To investigate alternative divergence scenarios for XJ population, we used the diffusion approximation method of δaδi to analyze two-dimensional joint site frequency spectra (2D-JSFS) [30]. We used the demographic modelling pipeline (dadi_pipeline) of Portik et al. [73] to conduct all analyses. For all models, we performed consecutive rounds of optimizations following Portik et al. [73]. For each round, we ran multiple replicates and used parameter estimates from the best scoring replicate (highest log-likelihood) to seed searches in the following round. We used the default settings in dadi_pipeline for each round (replicates = 10, 20, 30, 40; maxiter = 3, 5, 10, 15; fold = 3, 2, 2, 1), and optimized parameters using the Nelder-Mead method (optimize_log_fmin). Akaike Information Criteria (AIC) values were used to compare demography models, and the demography model with the lowest AIC was chosen as the best-fitting model. We used the approach described in Mattingsdal et al. [74] and Choi et al. [75] to convert the parameter estimates into meaningful biological values using a generation time of 0.5 year and a mutation rate of 2.96 × 10− 9 [24, 32].
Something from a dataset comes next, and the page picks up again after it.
PR #4459, opened 2022-12-13
Fixes to Webhook & RecrdSearch integration

### LINKED ISSUE #4299: Error messages in workflow `getUser` and `getSystem` are wrong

Population admixture analysis

Population tree topology was estimated using the maximum likelihood method implemented in TreeMix [31]. TreeMix models the genetic drift at genome-wide polymorphisms to infer relationships between populations. It first estimates a dendrogram of the relationships between sampled populations. Next it compares the covariance structure modeled by this dendrogram to the observed covariance between populations. When populations are more closely related than modeled by a bifurcating tree it suggests that there has been admixture in the history of those populations. TreeMix then adds an edge to the phylogeny, now making it a phylogenetic network. The position and direction of these edges are informative; if an edge originates more basally in the phylogenetic network it indicates that this admixture occurred earlier in time or from a more diverged population. We first inferred the maximum likelihood (ML) tree with the command “-i input -o output.” We then tested trees for one and two migration events (Additional file 2: Fig. S2). The threepop module (F3 test) from the TreeMix package was used to validate the migration events.

F ST outliers analysis

We estimated the FST (XJ/others) values for each window using VCFtools v0.1.16 (Danecek et al., 2011), with a window size of 100 kb and a step size of 50 kb. Next, we Z-transformed FST values and then identified regions with Z (FST) that were greater than 5 standard deviations from the mean [40, 76, 77]. To characterize the molecular functions of the genes contained in these outlier regions, we performed functional enrichment analyses using the clusterProfiler toolkit [78], where the significance level was set at 0.05 and the P-value was corrected using the Benjamini-Hochberg false discovery rate (FDR).